_Exercise_: From the data that follows, copy every line holding the string "reason".

_Input records_:
● ● ● ● ● ● ●

PR #535, opened 2026-04-30
Autocleaner: remove boxes for older branches

flo-renaud:
1. When a PR is backported to older branches, the box gets downloaded but is not cleaned up as its definition remains in use for the ipa-4-x branch.
Change strategy and keep only the boxes for the master branch that are actually used.

2. The box name in /var/lib/libvirt/images does not always follow the format
    freeipa-VAGRANTSLASH-{name}_vagrant_box_image_{version}.img
We sometimes have instead
    freeipa-VAGRANTSLASH-{name}_vagrant_box_image_{version}_box.img

Call virsh vol-delete --pool default <name> with both.

### DIFF
--- a/ansible/cleanup_runner_disk.yml
+++ b/ansible/cleanup_runner_disk.yml
@@ -47,4 +47,15 @@
           failed_when:
             res.rc != 0
             and "not found" not in res.stderr
+
+        - name: delete image with name _box.img from libvirt
+          shell: >
+            virsh vol-delete --pool default
+            {{ box_initial_name }}-{{ box_name }}_vagrant_box_image_{{ box_version }}_box.img
+          register: res
+          changed_when: res.rc == 0
+          failed_when:
+            res.rc != 0
+            and "not found" not in res.stderr
+
       when: user_confirmation == "YES" and box_name != "" and box_version != ""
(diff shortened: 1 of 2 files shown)


flo-renaud:
For reviewers:
the PRCI runners have a cron job that regularly cleans up old jobs, old vagrant images etc...
They often run out of disk space because the vagrant images do not get deleted:
- the command is using a wrong volume name
- the images are deleted only if they are not referenced in their respective branch.
For instance if an image is called freeipa-VAGRANTSLASH-ci-master-f43_vagrant_box_image_0.0.2_box.img, its branch is master. The script looks for all the templates referenced in the ipatests/prci_definitions/* files on th emaster branch. It finds
```
        template: &ci-master-latest
          name: freeipa/ci-master-f43
          version: 0.0.2

        template: &ci-master-previous
          name: freeipa/ci-master-f42
          version: 0.0.9

        template: &ci-master-frawhide
          name: freeipa/ci-master-frawhide
          version: 0.10.1
```
If the box matches one of them, it is kept. The issue with this strategy is that it keeps all the images for the older branches.

Deleting an image doesn't have a big impact as it will be downloaded if needed from our prci-automation machine.

duzda (commented):
The box name makes sense, it takes some time but the class `VagrantBox` gives a hint.

There is also ansible job in `ansible/cleanup_runner_disk.yml`, might as well update that one too?

I'm not entirely sure, where the `_box` suffix is coming from.

flo-renaud:
> There is also ansible job in `ansible/cleanup_runner_disk.yml`, might as well update that one too?
> 
Thanks, I missed that one. Patch updated with the same logic in cleanup_runner_disk.yml

duzda (approved):
I'm not entirely sure where the _box suffix is coming from, but I can see that the vagrant-libvirt plugin asserts, that the boxes have the _box suffix, therefore this should indeed work as intended

flo-renaud:
Deployed on PRCI runners

PR #536, opened 2026-05-13
Vagrant images: prepare for fedora 44

flo-renaud:
- Vagrant images: prepare for fedora 44
- Create vagrant box: update the query for selenium download
Update the query for selenium server (the site sometimes exposes the jar
with content_type: 'application/java-archive', and sometimes with 'raw').

### DIFF
--- a/ansible/roles/machine/setup/tasks/install_packages.yml
+++ b/ansible/roles/machine/setup/tasks/install_packages.yml
@@ -158,4 +158,4 @@
         url: "{{ download_metadata.json  | to_json | from_json | json_query(query) }}"
         dest: /opt/selenium.jar
       vars:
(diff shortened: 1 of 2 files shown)


flo-renaud:
Used to create ci-ipa-4-13-f44 v [0.0.1](https://portal.cloud.hashicorp.com/services/vagrant/registries/freeipa/boxes/ci-ipa-4-13-f44/versions/0.0.1) and ci-master-f44 v [0.0.1](https://portal.cloud.hashicorp.com/services/vagrant/registries/freeipa/boxes/ci-master-f44/versions/0.0.1)

duzda (approved):
From a quick look it looks like octet-stream is used for snapshot and stable always uses `java-archive`, on top of that, there is only single .jar file, so the simplification is welcome and more future proof. Thanks.

duzda:
My bad, we simply take the first record, but that renders the removed check useless as well.

flo-renaud:
Deployed on the runners

PR #537, opened 2026-05-15
Add 06shalini to allow list

flo-renaud:
Add Shalini Khandelwal to the list allowed to trigger PRCI


flo-renaud:
Deployed on the runners

PR #1283, opened 2020-12-13
Add get_hrz_from_equ_sidereal_time and get_equ_from_hrz_sidereal_time to indicom.c

iliaplatone:
This PR adds get_ra_dec_coordinates function to indicom.c. Internal functions needed if not compiling with libnova


libs/indicom.c
```diff
@@ -1647,36 +1647,52 @@ void get_equ_from_hrz(struct ln_hrz_posn *object, struct ln_lnlat_posn *observer
 
     ln_get_equ_from_hrz(&libnova_object, observer, JD, position);
 }
-
 #endif // HAVE_LIBNOVA
 
-double get_local_hour_angle(double sideral_time, double ra)
```
knro, line 1653: is there a reason this is removed? it's not used by any drivers?

iliaplatone:
This was an error, will push shortly to fix it, sorry

libs/indicom.c
iliaplatone: It was not removed however, only moved.. Restored now in its previous position

libs/indicom.c
```diff
@@ -1656,27 +1655,44 @@ double get_local_hour_angle(double sideral_time, double ra)
...
-        az = 360 - az;
-    *Alt = alt;
-    *Az = az;
+    if(ha < -6.0 || ha > 6.0)
+        az = 180.0-az;
+    *Alt = rangeDec(alt);
+    *Az = range360(az);
+}
+
+void get_ra_dec_coordinates(double Alt, double Az, double Lat, double lst, double* Ra, double *Dec)
```
knro, line 1675: why not use libnova functions?

iliaplatone: Ah.. yes.. err.. why?

iliaplatone: Sorry, these functions don't need external dependency, the main reason is that need arbitrary sidereal time argument. Since that's obtained by a libnova function maybe calling there libnova funcions again maybe will better

knro:
Wouldn't a better name be **indi_get_hrz_from_equ** ..etc? this way these function would be simple wrapper for the libnova ones to correct for the Azimuth discrepency.

iliaplatone:
this would need to rename all occurrencies. I just added the functions that need sidereal time.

● ● ● ● ● ● ●

_Written reply_:
knro, line 1653: is there a reason this is removed? it's not used by any drivers?
iliaplatone: Sorry, these functions don't need external dependency, the main reason is that need arbitrary sidereal time argument. Since that's obtained by a libnova function maybe calling there libnova funcions again maybe will better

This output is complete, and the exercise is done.